Yngve Hågensen, hailed as one of Norway’s most important labour union leaders of the 20th century, was laid to rest in Oslo’s historic cathedral on Friday. His funeral was attended by the current and former prime ministers including the secretary general of NATO, Jens Stoltenberg.
Hågensen had a rough start in life. He was born in Norway’s Arctic city of Vardø in 1938, into a poor family whose widowed mother had to send both Yngve and a brother to a care home because she couldn’t support them. When their home region of Finnmark was burned by retreating Nazi German invaders in 1944, Hågensen was evacuated to Southern Norway and wound up at the opposite end of the country, in Halden. He had to start working to support himself from the age of 14, at a sawmill: “His upbringing would either measure him in rags or strengthen him for a demanding life ahead,” wrote one of his biographers, Reidar Hirsti.
Hågensen opted for the strengthening, and was later hired by the labour organization representing sawmill workers, Saubrugsforeningen. He rose through the ranks and later through those at LO, Norway’s largest trade union confederation. He’s said to have won more and more strength with his rough language, clenched fists and a keen understanding of the labour movement’s proletarian roots. He was skeptical towards anyone in the labour movement or the Norwegian Labour Party who came from privleged backgrounds, including former prime ministers Gro Harlem Brundtland, Stoltenberg and current Labour prime minister Jonas Gahr Støre, who spoke at his funeral.

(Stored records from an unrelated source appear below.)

PR #66, opened 2018-12-18
Simplify output of running ./dcrcli without a command

### LINKED ISSUE #53: simplify output of running ./dcrcli without a command

Quadriyanney:
Simplified the output of ./dcrcli based on specifications in issue #53 
closes #53


Quadriyanney:
screenshot from 2018-12-18 07-54-16

Quadriyanney:
screenshot from 2018-12-18 07-57-18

By 1977, though, Hågensen was himself part of the “elite” within LO, and became LO leader in 1989. He had huge influence throughout the 1990s, holding Norway’s top labour union post until 2001. His biography was entitled “Do your duty, demand your rights,” and he rarely settled for anything less. He was known for his temper and rough language, but also as a surprisingly sympathetic soul who’d been elected to his first term as head of LO by a vote of 193 to 121.
His 12 years at the top of LO yielded major victories along with downturns he had a hard time accepting. Through it all he wanted Norway to join the EU, and was disappointed that referenda in both 1972 and 1994 turned down EU membership.
He died at the age of 84 earlier this month after a sudden illness. Current LO leader Peggy Hessen Følsvik noted how Hågensen made his mark on the labour movement, also through unusual solidarity with employers that brought Norway out of economic crisis and high unemployment in the early 1990s.
“It was also under his leadership that LO won a fifth week of holiday for workers,” Følsvik noted. “We’ve lost a giant who meant so much for so many,” she added in a tribute published this week in newspaper Dagsavisen. “His name will stand in the history books as one of the great LO leaders.”